Paciocco v ANZ [2014] FCA 35

This is the decision in the big litigation-funded class action over bank late fees.

The court held that the late payment fees constituted a penalty because they were properly characterised as payable upon breach and not for further credit since credit had already been extended.

The court further found that the fees were extravagant, exorbitant and unconscionable in comparison with the greatest loss that could conceivably be proved by the bank on the basis of the following:

a) The same fee was payable regardless of how late payment was and regardless of the amount overdue;

b) The fee was the maximum amount the bank thought it could charge and bore no relation to the costs to the bank of late payment; and

c) The bank admitted that the fee was not a genuine pre-estimate of damage.

The court found that the bank could only enforce the fees to the extent of the bank’s proved loss. The bank’s expert report failed to address this issue and addressed instead theoretical costs that the bank could conceivably incur as a result of a late payment which far exceeded the amount of the late payment fee.

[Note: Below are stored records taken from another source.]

PR #123, opened 2025-02-03
[OPENJPA-2933] Implements new date JPA 3.1 JPQL functions and equivalent Criteria API

cristof:
Implemented LOCAL DATE, LOCAL TIME, LOCAL DATETIME functions and criteria api equivalents
Implemented EXTRACT functions
Updated documentation
Fixed corner case of round function on postgresql (got the error when testing updated master on derbydb, h2, mariadb (11), mysql (8 and 9) and postgresql (16 and 17).
 Please, don't hesitate to ask fixes (pretty sure it needs some).

### DIFF
--- a/openjpa-kernel/src/main/java/org/apache/openjpa/kernel/exps/ExtractDateTimeField.java
+++ b/openjpa-kernel/src/main/java/org/apache/openjpa/kernel/exps/ExtractDateTimeField.java
@@ -1,0 +1,100 @@
+/*
+ * Licensed to the Apache Software Foundation (ASF) under one
+ * or more contributor license agreements.  See the NOTICE file
+ * distributed with this work for additional information
+ * regarding copyright ownership.  The ASF licenses this file
+ * to you under the Apache License, Version 2.0 (the
+ * "License"); you may not use this file except in compliance
+ * with the License.  You may obtain a copy of the License at
+ *
+ * http://www.apache.org/licenses/LICENSE-2.0
+ *
+ * Unless required by applicable law or agreed to in writing,
+ * software distributed under the License is distributed on an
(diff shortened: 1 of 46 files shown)


openjpa-kernel/src/main/java/org/apache/openjpa/kernel/exps/ExtractDateTimeField.java
```diff
@@ -0,0 +1,100 @@
...
+        } else if (Temporal.class.isAssignableFrom(r.getClass())) {
+            t = (Temporal) r;
+        }
+        if (t == null) {
+            throw new IllegalArgumentException();
+        }
+        switch (_field) {
+            case QUARTER:
+                int month = t.get(ChronoField.MONTH_OF_YEAR);
+                return (int) Math.round(Math.ceil(month/3f));
```
solomax, line 83:
```suggestion
                return Math.round(month / 3f);
```
should be enough here :)

solomax (commented):
I would ask for a minor change

The PR is absolutely fantastic! Thanks for you work! :))

openjpa-kernel/src/main/java/org/apache/openjpa/kernel/exps/ExtractDateTimeField.java
cristof: Actually, your solution gives wrong results for January(1) - gives 0, April(4) - gives 1, July (7) - gives 3, and October (10) - gives 3, because rounds 0.3 to 0 and so on.

solomax: My bad :(
You are right :)

The only redundant part is `(int)` :))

The court found that the following costs were irrelevant and did not in fact occur in relation to the account holder in question:

  1. increased loss provisioning was irrelevant because any loss provision would have been written down to zero since full payment was received on the account;
  2. increased costs of regulatory capital was irrelevant because they are part of the costs of running a bank in Australia and when banks enforce, they do not sue for increase in loss provisioning or the cost of regulatory capital;
  3. many of the operational costs did not result from late payment.

The court noted:

It is difficult to accept that a prudent bank would allow Exception Fee Events to occur at all if, as claimed, the costs of each event far outstripped the amount of the fee.

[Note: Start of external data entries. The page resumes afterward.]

PR #124, opened 2025-02-15
OPENJPA-2930 Implements UUID and GenerationType.UUID strategy

cristof:
Added UUID support, using binary storage when the pair database-jdbc driver supports it, and string storage otherwise.
Binary storage is implemented as an DbDictionary property, defaulting to false, and true for PostgreSQL, H2 and HSQL databases.

Generated UUID value is a type 4 uuid, and storage of string representation is made, per spec, using its canonical representation.

Tested new features agains Postgresql 13 to 17, H2 1 and H2 2, current UUID capable HSQLDB and previous UUID not capable HSQLDB, MariaDB lts and latest, MySQL lts and latest. Could not test against Oracle.

Please be kind with this one. I may have missed a lot.


openjpa-kernel/src/main/java/org/apache/openjpa/abstractstore/AbstractStoreManager.java
```diff
@@ -42,6 +42,7 @@
 import org.apache.openjpa.util.ApplicationIds;
 import org.apache.openjpa.util.Id;
 import org.apache.openjpa.util.ImplHelper;
+import org.apache.openjpa.util.UuidId;
```
solomax, line 45: Unused import?

openjpa-kernel/src/main/java/org/apache/openjpa/meta/JavaTypes.java
```diff
@@ -417,6 +421,11 @@ public static Object convert(Object val, int typeCode) {
                 if (val instanceof String)
                     return Short.valueOf(val.toString());
                 return val;
+            case UUID_OBJ:
+                if (val instanceof String) {
+                    return UUID.fromString(val.toString());
```
solomax, line 426:
```suggestion
                    return UUID.fromString((String)val);
```
?

openjpa-kernel/src/main/java/org/apache/openjpa/util/UuidId.java
```diff
@@ -0,0 +1,72 @@
...
+    }
+
+    @Override
+    protected int idHash() {
+        return (_key == null) ? 0 : _key.hashCode();
+    }
+
+    @Override
+    protected boolean idEquals(OpenJPAId o) {
+        Object key = ((UuidId) o)._key;
```
solomax, line 69: this one might throw :(

I would write something like this:

`return (_key == null && o == null) || (_key != null && _key.equals(o)`

:)

solomax (commented):
As always great PR :))
Thanks a million! :)

openjpa-kernel/src/main/java/org/apache/openjpa/util/UuidId.java
solomax: My bad :(

I wrote something stupid

for java 11 it should be

```
    if (!(o instanceof UuidId)) {
        return false
    }
    UUID key = ((UuidId) o)._key;
    return (_key == null) ? key == null : _key.equals(key);
```

openjpa-jdbc/src/main/java/org/apache/openjpa/jdbc/sql/DBDictionary.java
```diff
@@ -1956,6 +1967,15 @@ public String getTypeName(Column col) {
         if (col.isAutoAssigned() && autoAssignTypeName != null)
             return appendSize(col, autoAssignTypeName);
 
+        if (col.getJavaType() == JavaTypes.UUID_OBJ) {
+            if (supportsUuidType) 
+                return appendSize(col, uuidTypeName);
+            else {
+                //col.setSize(36);
```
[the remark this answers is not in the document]
cristof: Cleaned

openjpa-kernel/src/main/java/org/apache/openjpa/meta/JavaTypes.java
cristof: I used ```val.toString()``` because of how other cases use it (such as LONG, INT etc.). Exchanged for (String) val as suggested and tested again on hsql, h2, h2-2, pg-13 to pg-17, mysql lts and latest, mariadb lts and latest, and oracle XE 21c.

openjpa-kernel/src/main/java/org/apache/openjpa/util/UuidId.java
cristof: Fixed as suggested.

The court also found that the accountholder’s claim was not statute barred because the limitation period did not run while the accountholder had the mistaken view that the bank was entitled to charge the fees.

The court accepted the accountholder’s expert’s calculation of the bank’s operational (collections) costs, rounded up to the nearest dollar as the bank’s proved loss and awarded the account holder the amount by which the late payment fees exceeded the bank’s proved loss.

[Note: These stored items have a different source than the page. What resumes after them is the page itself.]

PR #129, opened 2025-03-17
OPENJPA-2925 - Removed stalled eager result

cristof:
Removed cached result just before loading eager joins. It should not impact direct eager loading. 

The cached result ignored the difference between an eager loaded entity (Cat->human) and a call to a parent who also have the same eager loaded entity (Cat->parent(Cat)->human), in the case getting the last loaded value from (Cat->parent->cats).

I tried to remove this cache in another place, but it broke multiple eager loading tests (that tested for a limit of db calls). Didn't check if there is a larger impact, though.


solomax (approved):
LGTM!

solomax:
Thanks a lot @cristof , Thanks for your patch!

PR #133, opened 2025-06-22
[OPENJPA-2937] Merging previously unsaved entity with generated UUID property fixed

cristof:
When an entity containing UUID generated fields where merged without being previously persisted, OpenJPA throwed an InternalException because AttachStrategy was not prepared for this type of field.
Added tests for this scenario and for detaching and getReference.


solomax (approved):
LGTM :)

solomax:
BTW maybe you know what can be wrong with our GH builds? :))

clambertus:
Your test database is missing a table: Caused by: org.apache.openjpa.lib.jdbc.ReportingSQLException: Table/View 'OPENJPA_SEQUENCE_TABLE' does not exist. {stmnt 1594403526 DELETE FROM OPENJPA_SEQUENCE_TABLE} [code=30000, state=42X05]

PR #135, opened 2025-07-04
[OPENJPA-2941] Switching CI to H2 DB (with DB driver update and test fix)

solomax:


cristof:
Wouldn't it better to change the profile to test-h2-2 instead of changing the test-h2 profile to use h2-2.x version? In my forked OPENJPA-2940 branch, I 've found some other issues with the h2 and h2-2 tests.

solomax:
This https://ci-builds.apache.org/job/OpenJPA/job/openjpa-pr/ build passes on this branch
I'll re-test with 1.x :)
But according to https://mvnrepository.com/artifact/com.h2database/h2 all 1.x versions are vulnerable
And latest is fron 2019 .....

solomax:
I'm currently investigating :)

Current results are:

- my local build on derby is green
- jenkins derby build is red
- my local build on h2 1.x is red (need to be re-tested)
- my local build on h2 2.x is green (in branch)
- gh build on h2 2.x is red (on branch)
- jenkins build h2 2.x is green (on branch)

I need to re-test above and clean-up the pr

I would liks to keep derby as default since it works locally :)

The court found that the honour, dis-honour, overdraw and overlimit fees were not penalties because they did not arise as a result of breach. They were fees charged if the bank chose to provide something more and further to the customer eg in considering whether to approve an overdrawing.

The court said:

The liability to pay each arose as a result of, and in exchange for, something more than and different from what had been agreed in the primary stipulation. They were not penal in nature.

The court found that the bank was not contractually entitled to charge non-payment fees and they were a breach of the bank’s contract with the accountholder and so it was unnecessary to decide whether they were a penalty. The court gave damages for breach of contract in the amount of the non-payment fees charged together with interest.

Statutory Unconscionability
Unconscionable is not defined in the Competition and Consumer Act (or its predecessors) but means something done not in good conscience and that which is irreconcilable with what is right or reasonable. The court held that the honour, dis-honour, overdraw and overlimit fees were not unconscionable.

The court found no Code unjustness (which only applied to overlimit fees on the credit card accounts).

The court found no unfairness under the Fair Trading Act.